▸ **REQUIRED WORK**
Of the entries below, restate word for word only the section that runs from the line with "1. **Thread/process limit" to the line with "2. **Out-of-memory.** With", counting both ends.

Stored entries:
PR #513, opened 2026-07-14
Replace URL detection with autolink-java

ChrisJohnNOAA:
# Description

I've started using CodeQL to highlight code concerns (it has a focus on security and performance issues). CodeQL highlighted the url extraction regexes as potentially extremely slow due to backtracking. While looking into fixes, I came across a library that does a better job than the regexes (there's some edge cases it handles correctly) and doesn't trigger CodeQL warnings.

---

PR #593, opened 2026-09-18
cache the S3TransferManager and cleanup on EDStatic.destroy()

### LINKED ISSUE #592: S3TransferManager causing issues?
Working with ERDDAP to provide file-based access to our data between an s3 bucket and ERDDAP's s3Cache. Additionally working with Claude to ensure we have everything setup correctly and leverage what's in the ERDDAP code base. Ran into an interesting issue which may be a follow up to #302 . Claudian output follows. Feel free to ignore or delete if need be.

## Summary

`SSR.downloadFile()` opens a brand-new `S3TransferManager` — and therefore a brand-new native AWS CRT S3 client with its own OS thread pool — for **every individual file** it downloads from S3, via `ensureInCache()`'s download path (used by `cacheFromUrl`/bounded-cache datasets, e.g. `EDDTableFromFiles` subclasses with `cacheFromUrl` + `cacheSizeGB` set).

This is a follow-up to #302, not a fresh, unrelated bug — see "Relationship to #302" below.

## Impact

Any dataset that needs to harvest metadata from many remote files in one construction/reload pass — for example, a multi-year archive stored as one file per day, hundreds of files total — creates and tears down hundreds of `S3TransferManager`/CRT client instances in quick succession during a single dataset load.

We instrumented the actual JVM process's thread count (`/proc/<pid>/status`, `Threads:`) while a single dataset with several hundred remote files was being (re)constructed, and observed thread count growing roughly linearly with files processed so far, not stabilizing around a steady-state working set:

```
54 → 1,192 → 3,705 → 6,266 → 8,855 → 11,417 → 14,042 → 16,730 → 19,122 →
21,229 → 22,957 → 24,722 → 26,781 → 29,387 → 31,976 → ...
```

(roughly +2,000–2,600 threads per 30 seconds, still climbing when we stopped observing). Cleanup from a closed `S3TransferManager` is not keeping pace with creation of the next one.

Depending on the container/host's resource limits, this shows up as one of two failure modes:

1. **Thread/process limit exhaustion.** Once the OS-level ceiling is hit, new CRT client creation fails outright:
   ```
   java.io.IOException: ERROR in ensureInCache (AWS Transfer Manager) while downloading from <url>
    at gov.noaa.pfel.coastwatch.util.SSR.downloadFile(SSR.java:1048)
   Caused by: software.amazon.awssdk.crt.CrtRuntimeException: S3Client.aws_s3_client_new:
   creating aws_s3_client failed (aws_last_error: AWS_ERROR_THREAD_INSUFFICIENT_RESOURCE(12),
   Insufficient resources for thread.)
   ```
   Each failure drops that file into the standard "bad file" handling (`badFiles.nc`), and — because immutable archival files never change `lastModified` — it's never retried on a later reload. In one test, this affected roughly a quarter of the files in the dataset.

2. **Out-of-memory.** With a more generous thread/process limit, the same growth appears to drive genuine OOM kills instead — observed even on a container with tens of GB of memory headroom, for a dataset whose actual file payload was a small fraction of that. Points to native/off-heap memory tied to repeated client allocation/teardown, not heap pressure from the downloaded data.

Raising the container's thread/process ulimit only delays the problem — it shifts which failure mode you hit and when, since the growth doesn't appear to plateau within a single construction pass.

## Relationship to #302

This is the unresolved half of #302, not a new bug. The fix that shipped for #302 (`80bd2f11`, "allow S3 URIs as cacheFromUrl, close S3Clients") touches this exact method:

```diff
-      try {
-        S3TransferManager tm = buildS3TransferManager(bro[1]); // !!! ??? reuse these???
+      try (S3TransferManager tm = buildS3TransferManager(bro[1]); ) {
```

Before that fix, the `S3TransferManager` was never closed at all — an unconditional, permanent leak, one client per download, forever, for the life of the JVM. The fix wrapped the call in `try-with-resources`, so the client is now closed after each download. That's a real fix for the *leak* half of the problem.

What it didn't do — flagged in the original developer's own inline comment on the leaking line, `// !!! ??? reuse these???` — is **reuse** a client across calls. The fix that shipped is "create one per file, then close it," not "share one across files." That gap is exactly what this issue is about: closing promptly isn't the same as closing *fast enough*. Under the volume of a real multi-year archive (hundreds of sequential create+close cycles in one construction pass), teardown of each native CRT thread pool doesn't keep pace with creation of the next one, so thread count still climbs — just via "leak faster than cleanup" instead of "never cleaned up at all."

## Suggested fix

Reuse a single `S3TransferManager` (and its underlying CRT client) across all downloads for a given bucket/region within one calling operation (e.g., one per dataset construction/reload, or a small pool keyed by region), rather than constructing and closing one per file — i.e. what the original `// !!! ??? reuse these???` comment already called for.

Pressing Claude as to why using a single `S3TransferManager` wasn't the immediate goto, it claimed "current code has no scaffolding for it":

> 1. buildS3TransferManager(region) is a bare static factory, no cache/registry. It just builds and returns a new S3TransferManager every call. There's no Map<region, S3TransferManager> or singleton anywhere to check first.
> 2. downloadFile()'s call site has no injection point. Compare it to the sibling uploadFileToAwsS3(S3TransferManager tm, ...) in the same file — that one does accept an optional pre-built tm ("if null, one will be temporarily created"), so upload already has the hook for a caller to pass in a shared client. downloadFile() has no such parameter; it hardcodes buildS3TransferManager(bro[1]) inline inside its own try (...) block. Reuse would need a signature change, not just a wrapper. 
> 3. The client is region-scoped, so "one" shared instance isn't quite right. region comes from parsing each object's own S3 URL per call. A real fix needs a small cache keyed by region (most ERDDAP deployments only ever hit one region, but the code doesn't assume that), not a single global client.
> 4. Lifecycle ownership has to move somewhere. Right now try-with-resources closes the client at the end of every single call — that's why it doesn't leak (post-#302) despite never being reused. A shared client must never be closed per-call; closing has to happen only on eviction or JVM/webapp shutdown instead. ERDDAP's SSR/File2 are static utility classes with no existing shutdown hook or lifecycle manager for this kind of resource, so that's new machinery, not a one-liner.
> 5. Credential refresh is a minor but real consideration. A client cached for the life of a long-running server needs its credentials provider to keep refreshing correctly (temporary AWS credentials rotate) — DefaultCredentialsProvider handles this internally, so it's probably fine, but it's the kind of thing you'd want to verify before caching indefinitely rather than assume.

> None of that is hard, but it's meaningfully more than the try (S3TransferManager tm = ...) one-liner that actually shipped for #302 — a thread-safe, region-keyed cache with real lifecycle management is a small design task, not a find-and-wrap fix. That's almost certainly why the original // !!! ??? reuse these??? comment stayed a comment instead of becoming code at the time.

==

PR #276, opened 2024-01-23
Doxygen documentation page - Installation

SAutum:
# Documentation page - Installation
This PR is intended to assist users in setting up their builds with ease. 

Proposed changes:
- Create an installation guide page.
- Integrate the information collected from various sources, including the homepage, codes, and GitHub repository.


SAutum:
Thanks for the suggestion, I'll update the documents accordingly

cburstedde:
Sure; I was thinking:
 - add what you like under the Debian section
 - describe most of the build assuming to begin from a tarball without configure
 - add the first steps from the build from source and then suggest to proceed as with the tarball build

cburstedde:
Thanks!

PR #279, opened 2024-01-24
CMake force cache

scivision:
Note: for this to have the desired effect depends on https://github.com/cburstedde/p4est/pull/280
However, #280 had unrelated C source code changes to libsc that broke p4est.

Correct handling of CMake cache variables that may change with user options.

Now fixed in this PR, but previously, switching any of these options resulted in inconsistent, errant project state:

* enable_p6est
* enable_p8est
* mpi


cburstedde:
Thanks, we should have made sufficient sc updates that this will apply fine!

▸ **RESPONSE FOR THIS EXERCISE**
1. **Thread/process limit exhaustion.** Once the OS-level ceiling is hit, new CRT client creation fails outright:
   ```
   java.io.IOException: ERROR in ensureInCache (AWS Transfer Manager) while downloading from <url>
    at gov.noaa.pfel.coastwatch.util.SSR.downloadFile(SSR.java:1048)
   Caused by: software.amazon.awssdk.crt.CrtRuntimeException: S3Client.aws_s3_client_new:
   creating aws_s3_client failed (aws_last_error: AWS_ERROR_THREAD_INSUFFICIENT_RESOURCE(12),
   Insufficient resources for thread.)
   ```
   Each failure drops that file into the standard "bad file" handling (`badFiles.nc`), and — because immutable archival files never change `lastModified` — it's never retried on a later reload. In one test, this affected roughly a quarter of the files in the dataset.

2. **Out-of-memory.** With a more generous thread/process limit, the same growth appears to drive genuine OOM kills instead — observed even on a container with tens of GB of memory headroom, for a dataset whose actual file payload was a small fraction of that. Points to native/off-heap memory tied to repeated client allocation/teardown, not heap pressure from the downloaded data.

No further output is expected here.